Aim of the exercise: Every line of the data that includes "cachedInvalidKeyList" should be copied out.

The data:
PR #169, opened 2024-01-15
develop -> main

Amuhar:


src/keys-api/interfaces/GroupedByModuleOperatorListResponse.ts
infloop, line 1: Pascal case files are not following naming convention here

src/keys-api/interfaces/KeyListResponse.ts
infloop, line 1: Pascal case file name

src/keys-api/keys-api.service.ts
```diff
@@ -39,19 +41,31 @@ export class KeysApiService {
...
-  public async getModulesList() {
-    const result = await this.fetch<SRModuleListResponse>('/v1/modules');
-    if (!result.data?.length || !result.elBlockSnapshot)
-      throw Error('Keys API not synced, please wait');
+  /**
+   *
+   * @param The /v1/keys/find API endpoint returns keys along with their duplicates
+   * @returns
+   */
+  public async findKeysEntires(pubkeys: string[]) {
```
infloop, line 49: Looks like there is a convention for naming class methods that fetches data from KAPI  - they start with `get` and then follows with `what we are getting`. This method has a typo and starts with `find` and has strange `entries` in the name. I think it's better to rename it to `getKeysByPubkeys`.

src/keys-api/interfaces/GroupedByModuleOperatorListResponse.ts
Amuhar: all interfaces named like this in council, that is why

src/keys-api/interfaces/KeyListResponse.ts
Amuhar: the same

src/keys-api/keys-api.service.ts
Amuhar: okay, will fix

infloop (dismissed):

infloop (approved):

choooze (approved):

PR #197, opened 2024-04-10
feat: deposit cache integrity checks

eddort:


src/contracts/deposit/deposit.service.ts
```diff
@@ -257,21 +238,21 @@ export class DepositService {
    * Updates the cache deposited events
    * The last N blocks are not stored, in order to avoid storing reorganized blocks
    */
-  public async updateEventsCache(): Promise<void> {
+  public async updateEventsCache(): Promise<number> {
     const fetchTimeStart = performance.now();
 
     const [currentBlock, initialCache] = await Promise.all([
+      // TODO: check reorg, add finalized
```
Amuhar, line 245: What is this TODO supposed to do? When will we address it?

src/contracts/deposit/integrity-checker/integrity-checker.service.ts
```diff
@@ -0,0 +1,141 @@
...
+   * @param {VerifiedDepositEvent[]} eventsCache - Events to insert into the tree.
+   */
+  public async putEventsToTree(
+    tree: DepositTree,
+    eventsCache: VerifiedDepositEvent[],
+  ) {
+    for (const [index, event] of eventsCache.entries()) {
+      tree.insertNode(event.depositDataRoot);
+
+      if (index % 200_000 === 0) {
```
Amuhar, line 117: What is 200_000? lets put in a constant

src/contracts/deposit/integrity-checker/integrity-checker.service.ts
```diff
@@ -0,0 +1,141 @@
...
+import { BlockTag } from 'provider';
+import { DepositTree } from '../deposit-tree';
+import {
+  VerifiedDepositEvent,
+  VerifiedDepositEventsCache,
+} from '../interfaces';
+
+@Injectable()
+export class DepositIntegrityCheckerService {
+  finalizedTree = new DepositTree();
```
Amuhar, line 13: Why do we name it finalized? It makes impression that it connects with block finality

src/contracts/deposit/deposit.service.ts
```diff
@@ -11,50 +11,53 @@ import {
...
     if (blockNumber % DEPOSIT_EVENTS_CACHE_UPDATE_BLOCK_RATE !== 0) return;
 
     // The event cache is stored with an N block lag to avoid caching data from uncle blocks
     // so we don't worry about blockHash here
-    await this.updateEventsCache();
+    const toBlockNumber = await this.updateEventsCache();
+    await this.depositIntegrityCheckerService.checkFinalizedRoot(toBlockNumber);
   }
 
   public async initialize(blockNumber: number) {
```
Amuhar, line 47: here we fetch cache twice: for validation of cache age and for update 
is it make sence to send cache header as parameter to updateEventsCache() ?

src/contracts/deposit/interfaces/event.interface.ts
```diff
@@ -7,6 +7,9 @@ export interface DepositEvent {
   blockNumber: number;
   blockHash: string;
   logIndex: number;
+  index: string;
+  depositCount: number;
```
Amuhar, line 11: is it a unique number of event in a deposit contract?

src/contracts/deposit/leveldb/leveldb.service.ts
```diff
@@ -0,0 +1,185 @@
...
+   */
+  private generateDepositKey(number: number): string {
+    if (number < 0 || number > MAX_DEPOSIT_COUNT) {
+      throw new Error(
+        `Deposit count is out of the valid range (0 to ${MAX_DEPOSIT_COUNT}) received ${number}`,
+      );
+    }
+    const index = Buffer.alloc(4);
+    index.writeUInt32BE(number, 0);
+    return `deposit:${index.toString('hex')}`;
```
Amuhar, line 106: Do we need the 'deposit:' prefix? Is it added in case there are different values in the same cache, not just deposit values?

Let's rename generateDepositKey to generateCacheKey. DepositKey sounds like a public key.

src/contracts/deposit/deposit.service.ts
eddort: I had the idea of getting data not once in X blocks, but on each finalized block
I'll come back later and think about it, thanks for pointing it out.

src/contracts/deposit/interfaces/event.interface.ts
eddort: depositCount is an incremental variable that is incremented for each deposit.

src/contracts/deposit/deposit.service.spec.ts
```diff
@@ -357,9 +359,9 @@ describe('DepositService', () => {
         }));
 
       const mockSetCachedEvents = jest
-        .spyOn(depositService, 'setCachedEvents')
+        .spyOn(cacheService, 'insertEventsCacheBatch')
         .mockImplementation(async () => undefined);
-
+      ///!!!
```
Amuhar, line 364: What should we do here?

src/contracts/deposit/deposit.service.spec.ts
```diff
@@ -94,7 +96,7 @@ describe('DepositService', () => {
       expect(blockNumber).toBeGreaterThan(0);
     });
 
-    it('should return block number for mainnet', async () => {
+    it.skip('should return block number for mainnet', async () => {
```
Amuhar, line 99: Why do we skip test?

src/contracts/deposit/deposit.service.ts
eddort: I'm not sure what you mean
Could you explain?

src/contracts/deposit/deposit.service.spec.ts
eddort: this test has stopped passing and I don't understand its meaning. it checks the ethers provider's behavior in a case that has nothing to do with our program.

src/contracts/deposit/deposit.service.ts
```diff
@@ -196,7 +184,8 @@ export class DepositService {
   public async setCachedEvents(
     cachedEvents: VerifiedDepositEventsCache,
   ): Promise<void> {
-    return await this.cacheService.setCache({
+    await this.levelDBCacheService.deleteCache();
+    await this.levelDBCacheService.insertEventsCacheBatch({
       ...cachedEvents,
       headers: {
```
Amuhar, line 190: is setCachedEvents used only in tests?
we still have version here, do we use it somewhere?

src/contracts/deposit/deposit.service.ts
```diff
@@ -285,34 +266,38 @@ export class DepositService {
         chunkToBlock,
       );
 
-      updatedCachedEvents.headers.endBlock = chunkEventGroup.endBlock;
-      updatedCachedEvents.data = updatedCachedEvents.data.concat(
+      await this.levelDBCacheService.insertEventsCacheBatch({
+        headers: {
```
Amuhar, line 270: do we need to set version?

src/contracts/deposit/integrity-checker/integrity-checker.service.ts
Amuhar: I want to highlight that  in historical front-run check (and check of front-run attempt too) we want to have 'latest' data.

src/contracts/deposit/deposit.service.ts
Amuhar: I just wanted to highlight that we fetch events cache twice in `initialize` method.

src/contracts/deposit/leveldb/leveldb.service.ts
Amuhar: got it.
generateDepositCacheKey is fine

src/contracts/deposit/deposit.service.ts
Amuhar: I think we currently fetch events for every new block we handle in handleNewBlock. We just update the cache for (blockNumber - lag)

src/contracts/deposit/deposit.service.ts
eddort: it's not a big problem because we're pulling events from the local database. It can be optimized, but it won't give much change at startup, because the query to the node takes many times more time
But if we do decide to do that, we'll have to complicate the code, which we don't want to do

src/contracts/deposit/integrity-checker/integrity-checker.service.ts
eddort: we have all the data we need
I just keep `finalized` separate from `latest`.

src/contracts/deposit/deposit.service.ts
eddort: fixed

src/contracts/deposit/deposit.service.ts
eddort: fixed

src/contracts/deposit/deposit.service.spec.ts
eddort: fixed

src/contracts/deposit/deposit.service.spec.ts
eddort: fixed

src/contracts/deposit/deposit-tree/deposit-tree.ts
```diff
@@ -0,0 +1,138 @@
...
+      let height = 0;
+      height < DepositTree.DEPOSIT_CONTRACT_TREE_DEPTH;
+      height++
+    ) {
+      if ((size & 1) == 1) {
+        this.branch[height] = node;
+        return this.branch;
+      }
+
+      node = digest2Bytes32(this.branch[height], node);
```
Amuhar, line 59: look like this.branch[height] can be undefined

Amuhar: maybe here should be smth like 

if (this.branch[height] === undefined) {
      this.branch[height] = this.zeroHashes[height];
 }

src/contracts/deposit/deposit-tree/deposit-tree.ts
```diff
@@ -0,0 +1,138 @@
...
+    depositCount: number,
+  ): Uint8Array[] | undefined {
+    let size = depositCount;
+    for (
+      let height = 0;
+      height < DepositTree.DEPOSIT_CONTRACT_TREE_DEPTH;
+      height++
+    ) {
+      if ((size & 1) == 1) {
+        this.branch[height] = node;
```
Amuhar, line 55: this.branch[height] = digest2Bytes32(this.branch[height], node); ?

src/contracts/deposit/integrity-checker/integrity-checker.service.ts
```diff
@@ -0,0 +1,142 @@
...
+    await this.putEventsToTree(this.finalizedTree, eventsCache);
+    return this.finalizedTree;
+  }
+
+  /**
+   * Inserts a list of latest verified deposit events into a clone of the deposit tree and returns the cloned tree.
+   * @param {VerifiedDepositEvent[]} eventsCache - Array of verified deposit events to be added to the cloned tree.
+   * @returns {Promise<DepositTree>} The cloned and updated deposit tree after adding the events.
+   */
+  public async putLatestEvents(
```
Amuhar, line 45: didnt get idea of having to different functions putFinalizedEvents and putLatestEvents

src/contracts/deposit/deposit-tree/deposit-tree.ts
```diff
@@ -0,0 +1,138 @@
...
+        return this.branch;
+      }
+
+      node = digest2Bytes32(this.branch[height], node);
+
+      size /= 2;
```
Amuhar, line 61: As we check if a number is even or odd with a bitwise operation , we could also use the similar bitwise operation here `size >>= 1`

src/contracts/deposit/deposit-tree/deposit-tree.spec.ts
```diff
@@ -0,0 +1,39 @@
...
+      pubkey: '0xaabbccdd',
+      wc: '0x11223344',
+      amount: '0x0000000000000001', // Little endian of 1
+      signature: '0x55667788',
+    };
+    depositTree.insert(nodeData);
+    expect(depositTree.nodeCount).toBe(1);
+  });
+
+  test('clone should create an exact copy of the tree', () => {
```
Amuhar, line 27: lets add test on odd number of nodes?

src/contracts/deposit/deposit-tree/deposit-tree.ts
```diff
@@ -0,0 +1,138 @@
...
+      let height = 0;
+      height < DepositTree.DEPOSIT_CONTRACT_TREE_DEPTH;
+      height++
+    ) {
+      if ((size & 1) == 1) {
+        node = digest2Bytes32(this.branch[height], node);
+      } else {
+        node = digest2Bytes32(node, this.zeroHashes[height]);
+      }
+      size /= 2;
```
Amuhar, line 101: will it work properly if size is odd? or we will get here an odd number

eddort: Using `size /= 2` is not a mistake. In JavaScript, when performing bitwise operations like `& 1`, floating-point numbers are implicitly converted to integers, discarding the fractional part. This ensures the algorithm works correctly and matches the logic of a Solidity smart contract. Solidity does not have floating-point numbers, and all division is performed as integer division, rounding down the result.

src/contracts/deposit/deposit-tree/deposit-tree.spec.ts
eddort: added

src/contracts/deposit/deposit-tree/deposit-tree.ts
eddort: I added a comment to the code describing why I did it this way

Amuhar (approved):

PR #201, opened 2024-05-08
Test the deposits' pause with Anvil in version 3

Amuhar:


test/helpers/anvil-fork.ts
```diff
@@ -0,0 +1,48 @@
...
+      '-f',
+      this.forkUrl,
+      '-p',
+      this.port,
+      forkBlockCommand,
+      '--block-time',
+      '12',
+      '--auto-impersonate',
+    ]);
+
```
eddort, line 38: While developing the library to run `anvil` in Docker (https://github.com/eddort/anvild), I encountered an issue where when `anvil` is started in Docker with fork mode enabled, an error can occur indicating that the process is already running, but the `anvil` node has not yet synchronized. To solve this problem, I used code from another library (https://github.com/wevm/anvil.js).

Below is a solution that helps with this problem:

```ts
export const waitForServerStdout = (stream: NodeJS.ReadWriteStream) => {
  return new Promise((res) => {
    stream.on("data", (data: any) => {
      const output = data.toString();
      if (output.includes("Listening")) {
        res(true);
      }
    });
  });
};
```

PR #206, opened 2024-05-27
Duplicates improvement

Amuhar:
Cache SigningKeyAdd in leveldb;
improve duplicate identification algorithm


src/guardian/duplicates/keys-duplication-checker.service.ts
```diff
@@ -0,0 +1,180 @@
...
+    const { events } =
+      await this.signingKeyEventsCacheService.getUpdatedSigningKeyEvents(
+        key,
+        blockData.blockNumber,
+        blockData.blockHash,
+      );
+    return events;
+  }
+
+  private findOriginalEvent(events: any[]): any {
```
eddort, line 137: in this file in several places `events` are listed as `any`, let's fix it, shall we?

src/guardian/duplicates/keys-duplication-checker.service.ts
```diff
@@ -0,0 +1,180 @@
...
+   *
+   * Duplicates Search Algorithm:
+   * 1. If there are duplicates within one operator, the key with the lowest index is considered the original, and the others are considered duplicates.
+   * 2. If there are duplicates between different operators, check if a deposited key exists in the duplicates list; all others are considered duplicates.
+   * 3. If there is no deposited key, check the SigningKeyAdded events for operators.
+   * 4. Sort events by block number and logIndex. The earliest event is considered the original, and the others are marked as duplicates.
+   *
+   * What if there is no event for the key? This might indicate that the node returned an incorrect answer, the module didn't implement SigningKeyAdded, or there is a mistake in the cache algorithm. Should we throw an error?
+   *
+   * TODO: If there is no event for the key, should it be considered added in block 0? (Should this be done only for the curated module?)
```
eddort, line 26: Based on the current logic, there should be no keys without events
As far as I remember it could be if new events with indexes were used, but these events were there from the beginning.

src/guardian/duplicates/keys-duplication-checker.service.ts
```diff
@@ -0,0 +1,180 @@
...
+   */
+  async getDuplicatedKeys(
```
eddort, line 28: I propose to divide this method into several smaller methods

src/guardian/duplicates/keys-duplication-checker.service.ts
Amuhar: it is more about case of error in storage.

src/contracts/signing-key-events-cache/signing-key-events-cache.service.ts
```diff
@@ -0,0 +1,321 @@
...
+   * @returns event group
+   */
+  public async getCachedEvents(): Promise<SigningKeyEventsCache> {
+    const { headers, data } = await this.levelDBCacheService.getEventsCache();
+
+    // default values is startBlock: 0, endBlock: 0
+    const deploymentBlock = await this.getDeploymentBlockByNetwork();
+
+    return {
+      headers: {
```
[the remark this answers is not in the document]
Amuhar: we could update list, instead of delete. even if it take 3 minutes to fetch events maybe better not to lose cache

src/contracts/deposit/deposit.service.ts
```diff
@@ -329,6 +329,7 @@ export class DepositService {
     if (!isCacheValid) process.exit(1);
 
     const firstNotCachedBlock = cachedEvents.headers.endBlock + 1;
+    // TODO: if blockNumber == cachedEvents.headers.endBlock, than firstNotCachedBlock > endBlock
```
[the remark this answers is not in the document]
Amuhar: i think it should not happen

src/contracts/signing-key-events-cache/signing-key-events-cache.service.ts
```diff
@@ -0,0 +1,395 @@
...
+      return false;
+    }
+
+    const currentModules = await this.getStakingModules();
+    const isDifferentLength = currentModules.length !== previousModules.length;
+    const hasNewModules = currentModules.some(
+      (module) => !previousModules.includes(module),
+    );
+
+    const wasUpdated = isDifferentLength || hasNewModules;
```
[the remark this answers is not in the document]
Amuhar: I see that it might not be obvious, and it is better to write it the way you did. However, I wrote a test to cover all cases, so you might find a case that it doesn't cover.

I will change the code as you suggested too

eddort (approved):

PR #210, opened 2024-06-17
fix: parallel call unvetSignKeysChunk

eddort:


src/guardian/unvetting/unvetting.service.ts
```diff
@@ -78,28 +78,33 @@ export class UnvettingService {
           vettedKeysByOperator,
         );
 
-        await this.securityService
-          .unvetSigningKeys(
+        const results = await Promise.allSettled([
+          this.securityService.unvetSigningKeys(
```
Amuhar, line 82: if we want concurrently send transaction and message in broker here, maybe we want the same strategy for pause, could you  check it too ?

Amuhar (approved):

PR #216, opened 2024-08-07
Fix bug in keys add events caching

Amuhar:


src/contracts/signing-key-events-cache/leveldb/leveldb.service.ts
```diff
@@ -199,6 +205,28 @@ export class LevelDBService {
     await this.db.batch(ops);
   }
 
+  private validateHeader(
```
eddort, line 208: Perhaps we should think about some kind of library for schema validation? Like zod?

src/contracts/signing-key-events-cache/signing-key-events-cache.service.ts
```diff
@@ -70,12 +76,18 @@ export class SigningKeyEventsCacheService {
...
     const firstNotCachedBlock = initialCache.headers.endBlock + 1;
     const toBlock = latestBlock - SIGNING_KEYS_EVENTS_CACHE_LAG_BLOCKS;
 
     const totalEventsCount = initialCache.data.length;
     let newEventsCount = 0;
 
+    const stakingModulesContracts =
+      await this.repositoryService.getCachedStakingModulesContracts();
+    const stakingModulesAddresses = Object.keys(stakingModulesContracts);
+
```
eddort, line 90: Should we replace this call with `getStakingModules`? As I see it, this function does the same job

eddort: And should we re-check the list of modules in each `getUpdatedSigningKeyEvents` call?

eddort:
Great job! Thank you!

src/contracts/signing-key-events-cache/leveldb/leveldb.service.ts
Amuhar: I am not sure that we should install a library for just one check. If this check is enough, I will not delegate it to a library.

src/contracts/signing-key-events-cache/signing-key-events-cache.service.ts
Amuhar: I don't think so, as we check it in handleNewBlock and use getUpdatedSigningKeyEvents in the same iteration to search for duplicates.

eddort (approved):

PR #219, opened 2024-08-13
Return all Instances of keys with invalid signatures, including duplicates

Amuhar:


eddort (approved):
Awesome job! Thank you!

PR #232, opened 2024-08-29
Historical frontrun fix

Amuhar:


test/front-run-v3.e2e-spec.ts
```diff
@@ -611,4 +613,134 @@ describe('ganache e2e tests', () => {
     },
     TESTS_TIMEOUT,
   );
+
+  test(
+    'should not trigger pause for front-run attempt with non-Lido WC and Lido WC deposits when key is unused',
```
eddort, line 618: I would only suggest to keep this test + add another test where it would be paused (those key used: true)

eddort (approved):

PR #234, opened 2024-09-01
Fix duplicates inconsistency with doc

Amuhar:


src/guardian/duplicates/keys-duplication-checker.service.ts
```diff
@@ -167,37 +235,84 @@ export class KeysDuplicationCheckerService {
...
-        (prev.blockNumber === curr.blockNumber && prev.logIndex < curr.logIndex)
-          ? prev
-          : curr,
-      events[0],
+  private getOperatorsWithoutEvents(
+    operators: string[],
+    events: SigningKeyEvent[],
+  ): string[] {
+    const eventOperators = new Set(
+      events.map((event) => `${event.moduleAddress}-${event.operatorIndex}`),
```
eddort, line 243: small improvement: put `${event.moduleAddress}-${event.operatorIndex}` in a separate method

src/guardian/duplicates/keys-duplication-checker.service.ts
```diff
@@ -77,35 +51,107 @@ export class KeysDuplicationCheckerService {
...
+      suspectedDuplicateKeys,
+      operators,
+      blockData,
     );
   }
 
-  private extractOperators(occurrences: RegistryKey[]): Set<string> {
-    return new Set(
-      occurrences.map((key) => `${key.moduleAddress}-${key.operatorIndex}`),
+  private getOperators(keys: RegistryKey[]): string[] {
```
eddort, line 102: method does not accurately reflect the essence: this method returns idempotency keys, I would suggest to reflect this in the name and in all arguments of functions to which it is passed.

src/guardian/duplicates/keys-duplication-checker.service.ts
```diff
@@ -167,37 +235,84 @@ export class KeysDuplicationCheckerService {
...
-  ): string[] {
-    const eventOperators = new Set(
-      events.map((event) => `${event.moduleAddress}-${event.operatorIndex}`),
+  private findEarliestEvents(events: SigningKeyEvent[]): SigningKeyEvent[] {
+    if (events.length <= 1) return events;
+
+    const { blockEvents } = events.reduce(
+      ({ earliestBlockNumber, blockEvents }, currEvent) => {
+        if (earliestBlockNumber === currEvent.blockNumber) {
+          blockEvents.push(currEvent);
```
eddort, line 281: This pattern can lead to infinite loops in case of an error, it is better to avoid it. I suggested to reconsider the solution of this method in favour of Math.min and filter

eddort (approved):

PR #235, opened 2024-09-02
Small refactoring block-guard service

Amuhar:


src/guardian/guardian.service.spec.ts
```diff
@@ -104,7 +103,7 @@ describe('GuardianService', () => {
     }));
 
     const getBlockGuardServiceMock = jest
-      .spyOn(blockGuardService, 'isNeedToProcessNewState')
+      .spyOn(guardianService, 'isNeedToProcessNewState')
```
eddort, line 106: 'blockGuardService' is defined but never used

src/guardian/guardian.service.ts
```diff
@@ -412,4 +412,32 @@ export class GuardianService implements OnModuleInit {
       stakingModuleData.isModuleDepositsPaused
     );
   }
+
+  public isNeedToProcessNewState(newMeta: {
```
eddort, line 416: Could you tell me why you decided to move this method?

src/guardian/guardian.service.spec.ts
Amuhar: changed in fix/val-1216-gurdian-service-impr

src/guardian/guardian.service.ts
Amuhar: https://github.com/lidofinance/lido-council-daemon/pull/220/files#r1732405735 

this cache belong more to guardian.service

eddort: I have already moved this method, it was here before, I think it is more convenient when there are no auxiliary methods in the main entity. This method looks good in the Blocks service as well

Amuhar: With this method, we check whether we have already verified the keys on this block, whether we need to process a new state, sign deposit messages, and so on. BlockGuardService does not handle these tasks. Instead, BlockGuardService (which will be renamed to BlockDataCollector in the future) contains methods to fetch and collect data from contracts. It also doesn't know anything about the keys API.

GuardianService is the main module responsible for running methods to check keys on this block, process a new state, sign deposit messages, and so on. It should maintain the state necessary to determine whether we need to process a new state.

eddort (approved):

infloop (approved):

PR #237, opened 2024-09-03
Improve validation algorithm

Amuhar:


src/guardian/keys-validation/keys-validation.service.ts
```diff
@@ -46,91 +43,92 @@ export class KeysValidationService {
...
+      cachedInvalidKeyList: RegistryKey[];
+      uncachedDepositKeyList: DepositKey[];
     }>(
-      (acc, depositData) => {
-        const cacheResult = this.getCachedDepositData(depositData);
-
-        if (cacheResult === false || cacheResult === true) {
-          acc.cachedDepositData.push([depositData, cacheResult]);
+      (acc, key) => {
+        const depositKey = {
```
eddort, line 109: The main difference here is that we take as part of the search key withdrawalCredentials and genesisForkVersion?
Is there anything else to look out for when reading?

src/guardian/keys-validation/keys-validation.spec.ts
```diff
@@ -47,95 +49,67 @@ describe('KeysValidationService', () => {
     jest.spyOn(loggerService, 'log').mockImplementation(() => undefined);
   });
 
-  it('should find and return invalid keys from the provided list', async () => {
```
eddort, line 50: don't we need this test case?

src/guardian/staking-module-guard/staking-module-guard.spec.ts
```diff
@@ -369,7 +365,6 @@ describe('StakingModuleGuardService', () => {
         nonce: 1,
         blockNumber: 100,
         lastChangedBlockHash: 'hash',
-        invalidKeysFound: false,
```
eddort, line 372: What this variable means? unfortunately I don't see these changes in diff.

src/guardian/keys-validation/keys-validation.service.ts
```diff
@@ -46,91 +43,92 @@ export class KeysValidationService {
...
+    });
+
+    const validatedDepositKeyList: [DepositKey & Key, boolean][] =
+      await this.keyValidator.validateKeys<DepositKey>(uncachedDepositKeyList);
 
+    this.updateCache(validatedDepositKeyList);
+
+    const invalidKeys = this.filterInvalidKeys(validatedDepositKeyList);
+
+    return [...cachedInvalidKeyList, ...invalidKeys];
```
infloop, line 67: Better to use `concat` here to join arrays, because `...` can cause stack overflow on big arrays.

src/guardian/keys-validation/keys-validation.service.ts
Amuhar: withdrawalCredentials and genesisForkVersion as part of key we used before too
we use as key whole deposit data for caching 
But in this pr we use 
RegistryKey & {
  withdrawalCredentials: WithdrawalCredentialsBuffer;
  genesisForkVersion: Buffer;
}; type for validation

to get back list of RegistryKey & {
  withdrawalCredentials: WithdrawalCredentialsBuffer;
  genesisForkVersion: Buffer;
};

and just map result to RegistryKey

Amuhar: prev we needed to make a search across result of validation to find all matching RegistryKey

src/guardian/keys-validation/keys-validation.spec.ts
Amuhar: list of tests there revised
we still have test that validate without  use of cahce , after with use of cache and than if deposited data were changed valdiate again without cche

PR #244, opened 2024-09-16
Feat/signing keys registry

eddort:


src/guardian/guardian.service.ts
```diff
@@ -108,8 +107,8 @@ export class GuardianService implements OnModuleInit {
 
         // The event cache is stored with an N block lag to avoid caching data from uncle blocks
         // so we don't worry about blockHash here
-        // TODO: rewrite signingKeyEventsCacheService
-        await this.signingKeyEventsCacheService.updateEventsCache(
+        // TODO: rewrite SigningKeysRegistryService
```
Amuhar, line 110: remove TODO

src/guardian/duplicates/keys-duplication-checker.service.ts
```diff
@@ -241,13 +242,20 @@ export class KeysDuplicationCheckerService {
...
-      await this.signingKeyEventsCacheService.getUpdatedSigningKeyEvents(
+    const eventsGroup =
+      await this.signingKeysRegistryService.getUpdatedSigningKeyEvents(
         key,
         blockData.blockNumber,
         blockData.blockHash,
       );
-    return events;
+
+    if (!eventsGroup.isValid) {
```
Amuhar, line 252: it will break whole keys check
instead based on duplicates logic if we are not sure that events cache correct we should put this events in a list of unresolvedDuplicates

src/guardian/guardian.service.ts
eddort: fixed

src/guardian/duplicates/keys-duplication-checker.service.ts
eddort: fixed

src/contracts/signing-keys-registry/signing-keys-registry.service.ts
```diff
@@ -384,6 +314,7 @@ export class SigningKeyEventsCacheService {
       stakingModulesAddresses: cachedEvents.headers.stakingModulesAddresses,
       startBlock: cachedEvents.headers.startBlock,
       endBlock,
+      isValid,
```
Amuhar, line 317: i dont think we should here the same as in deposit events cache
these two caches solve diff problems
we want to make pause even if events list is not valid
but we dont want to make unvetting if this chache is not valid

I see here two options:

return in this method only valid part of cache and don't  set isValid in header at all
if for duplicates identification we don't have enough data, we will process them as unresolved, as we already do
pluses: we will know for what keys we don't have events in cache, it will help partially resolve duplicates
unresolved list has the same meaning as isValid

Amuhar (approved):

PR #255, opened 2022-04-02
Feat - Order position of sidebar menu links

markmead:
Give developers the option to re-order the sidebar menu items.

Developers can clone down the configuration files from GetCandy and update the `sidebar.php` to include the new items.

Solution for this problem:
+      cachedInvalidKeyList: RegistryKey[];
+    return [...cachedInvalidKeyList, ...invalidKeys];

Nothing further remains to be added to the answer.